↓↓↓
PR #1351, opened 2022-08-12
fix(message-review): display accurate error description

bchrobot:
## Description

When possible, display the correct human-friendly error message for a message.

## Motivation and Context

We currently report all errored messages "rejected by carrier." This was a reasonable assumption when Spoke did not track error codes and had no knowledge about why a message errored. We now track that and already have a mapping of error codes to human-friendly descriptions.

## How Has This Been Tested?

This has been tested locally.

Screen Shot 2022-08-12 at 3 07 30 PM

## Documentation Changes

N/A

## Checklist:

### DIFF
--- a/src/lib/telco-error-codes.tsx
+++ b/src/lib/telco-error-codes.tsx
@@ -1,0 +1,39 @@
+export const errorCodeDescriptions: Record<string, string> = {
+  "40001": "Invalid destination number",
+  "40002": "Blocked as spam",
+  "40003": "Blocked as spam",
+  "40004": "Unknown",
+  "40005": "Expired",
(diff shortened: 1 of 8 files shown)


ajohn25 (approved):

src/lib/telco-error-codes.tsx
```diff
@@ -0,0 +1,39 @@
+export const errorCodeDescriptions: Record<string, string> = {
```
hiemanshu, line 1: Required: File should be `.ts` and not `.tsx`

hiemanshu (approved):
LGTM! Just one small required change.

PR #1357, opened 2022-08-21
fix(campaign builder): fix deleting interaction steps

ajohn25:
## Description
This fixes the deletion of interaction steps when using the superadmin approval feature.

## Motivation and Context
When a non superadmin edits the script on a started campaign when using superadmin approval, the campaign is unstarted. Messaged contacts on an unstarted campaign were previously (mostly) impossible, and so we used the `is_started` status of the campaign to check whether interaction steps could be safely deleted.

However, in this case with superadmin approval, a campaign can be unstarted even if contacts are messaged. If survey responses have been applied, deletion of a record in `interaction_step` violates the foreign key constraint on `question_response`. This blocks any script edits from taking effect, after deleting an interaction step has been attempted.

## How Has This Been Tested?
This has been tested locally.

## Checklist:

### DIFF
--- a/__test__/testbed-preparation/core.ts
+++ b/__test__/testbed-preparation/core.ts
@@ -1,28 +1,31 @@
 import faker from "faker";
 import AuthHasher from "passport-local-authenticate";
-import { PoolClient } from "pg";
+import type { PoolClient } from "pg";
 
-import { Assignment } from "../../src/api/assignment";
-import { Campaign } from "../../src/api/campaign";
-import { CampaignContact } from "../../src/api/campaign-contact";
-import { InteractionStep } from "../../src/api/interaction-step";
-import { Message } from "../../src/api/message";
-import { Organization } from "../../src/api/organization";
+import type { Assignment } from "../../src/api/assignment";
+import type { Campaign } from "../../src/api/campaign";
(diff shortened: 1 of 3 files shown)


bchrobot (changes requested):
Required: check against the referencing tables explicitly

Presence of messages is a good proxy for the presence of question responses but `all_question_response` rows are the ones that will cause a foreign key exception to be raised. An admin _could_ mark a question response from Message Review before a campaign is started and end up in the same situation without any messages being sent. `interaction_step` is also referenced by `all_external_sync_question_response_configuration` without any `on delete` behavior on the foreign key.

One option might be to [`.clone()`](https://knexjs.org/guide/query-builder.html#clone) the query, `try {}` it with `.del()`, and then `.update()` if the caught error is a Postgres foreign key constraint exception.

hiemanshu (approved):
~~Overall LGTM. I think this should throw out an error to the user to show why it's not being deleted, otherwise the UI wouldn't change, and it would seem like a broken UI. @politics-rewired/organizing thoughts?~~


nvm, ignore me. I read the code wrong.

bchrobot (approved):

hiemanshu (approved):

PR #1359, opened 2022-08-23
feat: add service worker to cache client bundles

### LINKED ISSUE #1343: Add a serviceWorker
I believe this article has some good basics: https://css-tricks.com/add-a-service-worker-to-your-site/

This library seems to be useful for managing cache status: https://developer.chrome.com/docs/workbox/

Our service worker should cache all CSS and JS assets. These are content addressed and contain a hash, so there's no harm to doing so :)

Our service worker should additionally cache `index.html`, but should pay attention to the `x-spoke-version` header on all requests that it intercepts (including GraphQL requests). If it finds that the `x-spoke-version` header has changed, it should purge it's `index.html` cache.

Once this is implemented, in combination with https://github.com/politics-rewired/Spoke/issues/1342, any user who has successfully visited the page before and not manually uninstalled the service worker will not get a 503.

hiemanshu:
## Description

Adds a service worker using workbox to cache the javascript bundles

## Motivation and Context

Fixes #1343

## How Has This Been Tested?

Tested locally, will require some bits of extensive testing on staging env

## Checklist:


src/client/index.tsx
↑↑↑
## Your goal
From the entries above, copy every line that holds the word "codes".

## Output of the task
We currently report all errored messages "rejected by carrier." This was a reasonable assumption when Spoke did not track error codes and had no knowledge about why a message errored. We now track that and already have a mapping of error codes to human-friendly descriptions.
--- a/src/lib/telco-error-codes.tsx
+++ b/src/lib/telco-error-codes.tsx
src/lib/telco-error-codes.tsx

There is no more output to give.